Miranda, Catarina Sofia Oliveira 
Pereira, Dina 
Castelhano, João 
Sereno, José 
Koeppen, Arnulf 
Castelo-Branco, Miguel 
Almeida, Luís Pereira de 
Keywords: Machado-Joseph disease (MJD); Spinocerebellar Ataxia type 3 (SCA3); Blood-brain barrier (BBB); Tight junctions (TJ); Dynamic contrast enhanced-magnetic resonance imaging (DCE-MRI)
Issue Date: 31-Aug-2020
Publisher: Springer Nature
Serial title, monograph or event: Acta Neuropathologica Communications
Volume: 8
Issue: 1
Abstract: Blood-brain barrier (BBB) disruption is a common feature in neurodegenerative diseases. However, BBB integrity has not been assessed in spinocerebellar ataxias (SCAs) such as Machado-Joseph disease/SCA type 3 (MJD/SCA3), a genetic disorder, triggered by polyglutamine-expanded ataxin-3. To investigate that, BBB integrity was evaluated in a transgenic mouse model of MJD and in human post-mortem brain tissues.Firstly, we investigated the BBB permeability in MJD mice by: i) assessing the extravasation of the Evans blue (EB) dye and blood-borne proteins (e.g fibrinogen) in the cerebellum by immunofluorescence, and ii) in vivo Dynamic Contrast Enhanced-Magnetic Resonance Imaging (DCE-MRI).

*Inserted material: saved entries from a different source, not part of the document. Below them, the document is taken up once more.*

PR #428, opened 2017-11-22
US91774 Use IntersectionObserver to lazy-load course tiles

ryantmer:
A primitive version of this behaviour already existed via the `delay-load` attribute, which was used to defer loading of course information for the tiles in the first fetch that weren't pinned. With `IntersectionObserver`, we are able to instead be more intelligent about this deferral, and simply load the course tile's information whenever it becomes partially visible to the user. It's quite neat and kinda makes me want to redo paging a bit, so that it feels more "infinite scroll"-y.

This includes a polyfill for Edge/IE (Firefox and Chrome support it natively).

TODO:

- [x] Get some performance numbers on this w.r.t. initial load

### DIFF
--- a/d2l-course-tile.html
+++ b/d2l-course-tile.html
@@ -218,7 +218,7 @@ the user has in that organization - student, teacher, TA, etc.
 					computed: '_computeShowPinIndicator(pinned, updatedSortLogic)'
 				},
 				// Set by the IntersectionObserver when tile is first visible in viewport
-				_isVisible: Boolean
+				_load: Boolean
 			},
 			behaviors: [
 				window.D2L.Hypermedia.HMConstantsBehavior,
@@ -230,7 +230,7 @@ the user has in that organization - student, teacher, TA, etc.
 				'animationend': '_onAnimationComplete'
 			},
 			observers: [
-				'_fetchEnrollmentData(_isVisible, enrollment)'
+				'_fetchEnrollmentData(_load, enrollment)'
 			],
 			attached: function() {
 				Polymer.RenderStatus.afterNextRender(this, function() {
@@ -245,14 +245,27 @@ the user has in that organization - student, teacher, TA, etc.
 							// so we need to also make sure the tile is visible for that first run
 							// see https://bugs.chromium.org/p/chromium/issues/detail?id=713819
 							if (entries[i].intersectionRatio > 0) {
-								this._isVisible = true;
-								observer.unobserve(this.$$('.tile-container'));
+								observer.unobserve(tileContainerEl);
+								this._load = true;
+								break;
 							}
+						}
+
+						if (!this._load) {
+							// Tile isn't visible - schedule it to load via requestIdleCallback
+
+							// Small shim for Edge/IE/Safari
+							var delayFunction = window.requestIdleCallback || setTimeout;
+
+							delayFunction(function() {
+								observer.unobserve(tileContainerEl);
+								this._load = true;
+							}.bind(this));
 						}
 					};
 
 					var observer = new IntersectionObserver(observerCallback.bind(this));
-					observer.observe(this.$$('.tile-container'));
+					observer.observe(tileContainerEl);
 				});
 			},
 			ready: function() {
@@ -405,7 +418,7 @@ the user has in that organization - student, teacher, TA, etc.
 				return Promise.resolve();
 			},
 			_fetchEnrollmentData: function() {
-				if (!this.enrollment || !this._isVisible) {
+				if (!this.enrollment || !this._load) {
 					return;
 				}
 
--- a/d2l-course-tile.html
+++ b/d2l-course-tile.html
@@ -127,20 +127,8 @@ the user has in that organization - student, teacher, TA, etc.
 					type: Boolean,
 					reflectToAttribute: true
 				},
-				// Delays initial loading of the organization until explicitly triggered by `loadOrganization`
-				delayLoad: {
-					type: Boolean,
-					observer: '_delayLoadChanged'
-				},
-				/*
-				* Course tile enrollment Entity. When the enrollment is set, the course
-				* tile will automatically fetch information about the organization the
-				* enrollment is in.
-				*/
-				enrollment: {
-					type: Object,
-					observer: '_enrollmentChanged'
-				},
+				// Course tile enrollment entity
+				enrollment: Object,
 				enrollmentId: String,
 				// Specifies whether the (desktop) hover menu is enabled on the course tile
 				hoverEnabled: {
@@ -227,7 +215,9 @@ the user has in that organization - student, teacher, TA, etc.
 					type: Boolean,
 					value: false,
 					computed: '_computeShowPinIndicator(pinned, updatedSortLogic)'
-				}
+				},
+				// Set by the IntersectionObserver when tile is first visible in viewport
+				_isVisible: Boolean
 			},
 			behaviors: [
 				window.D2L.Hypermedia.HMConstantsBehavior,
@@ -238,13 +228,22 @@ the user has in that organization - student, teacher, TA, etc.
 			listeners: {
 				'animationend': '_onAnimationComplete'
 			},
+			observers: [
+				'_fetchEnrollmentData(_isVisible, enrollment)'
+			],
 			attached: function() {
 				Polymer.RenderStatus.afterNextRender(this, function() {
 					this.fire('course-tile-first-render');
 					var tileContainerEl = this.$$('.tile-container');
 					document.body.addEventListener('focus', this._onFocus, true);
 					tileContainerEl.addEventListener('focus', this._hoverCourseTile, true);
-				}.bind(this));
+
+					var observer = new IntersectionObserver(function() {
+						this._isVisible = true;
+						observer.unobserve(this.$$('.tile-container'));
+					}.bind(this));
+					observer.observe(this.$$('.tile-container'));
+				});
 			},
 			ready: function() {
 				this._onFocus = this._onFocus.bind(this);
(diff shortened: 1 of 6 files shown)


dbatiste:
Where does Safari fall support-wise?

d2l-course-tile.html
```diff
@@ -118,6 +118,7 @@
 
 		</div>
 	</template>
+	<script src="polyfill/IntersectionObserver.js"></script>
```
dbatiste: As coded, if this were included by multiple components, it would be executed more than once.  I think we want this to be wrapped as an import.  Fastdom is one such example were we've done that (but there are a few others).

dbatiste:
This is awesome Ryan.  I'm not sure if this is an issue or not... so I'll just throw it out there and maybe you'll know right away if it's a concern...

If the user is using the keyboard, moving focus through the tiles, and then they get to a point where hitting tab one more time _should_ cause scroll to happen, does it still?  i.e. do the tiles below the fold have an element that is focusable before the intersection observer runs?

ryantmer:
Good call on Safari - just checked it now and it's good, although I forgot to do so initially... support is listed as a bunch of question marks on mozilla.org, and caniuse indicates no support, so I suspect it's using the polyfill (polyfill.io, OTOH, says is supported in Safari 10... so nobody really knows, apparently).

In terms of keyboard navigation, that's an excellent catch - it actually ends up on the menu, since the tile itself doesn't appear to focusable until it has a course name. I'll see if I can figure that one out - might be as simple as loading the n+1th row using the IntersectionObserver's offset, so that by the time a user has tabbed to it, it has loaded and is focusable.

The presence of ataxin-3 aggregates in brain blood vessels and the levels of tight junction (TJ)-associated proteins were also explored by immunofluorescence and western blotting. Human brain samples were used to confirm BBB permeability by evaluating fibrinogen extravasation, co-localization of ataxin-3 aggregates with brain blood vessels and neuroinflammation.In the cerebellum of the mouse model of MJD, there was a 5-fold increase in EB accumulation when compared to age-matched controls. Moreover, vascular permeability displayed a 13-fold increase demonstrated by DCE-MRI. These results were validated by the 2-fold increase in fibrinogen extravasation in transgenic animals comparing to controls. Interestingly, mutant ataxin-3 aggregates were detected in cerebellar blood vessels of transgenic mice, accompanied by alterations of TJ-associated proteins in cerebellar endothelial cells, namely a 29% decrease in claudin-5 oligomers and a 10-fold increase in an occludin cleavage fragment. These results were validated in post-mortem brain samples from MJD patients as we detected fibrinogen extravasation across BBB, the presence of ataxin-3 aggregates in blood vessels and associated microgliosis.Altogether, our results prove BBB impairment in MJD/SCA3. These findings contribute for a better understanding of the disease mechanisms and opens the opportunity to treat MJD with medicinal products that in normal conditions would not cross the BBB.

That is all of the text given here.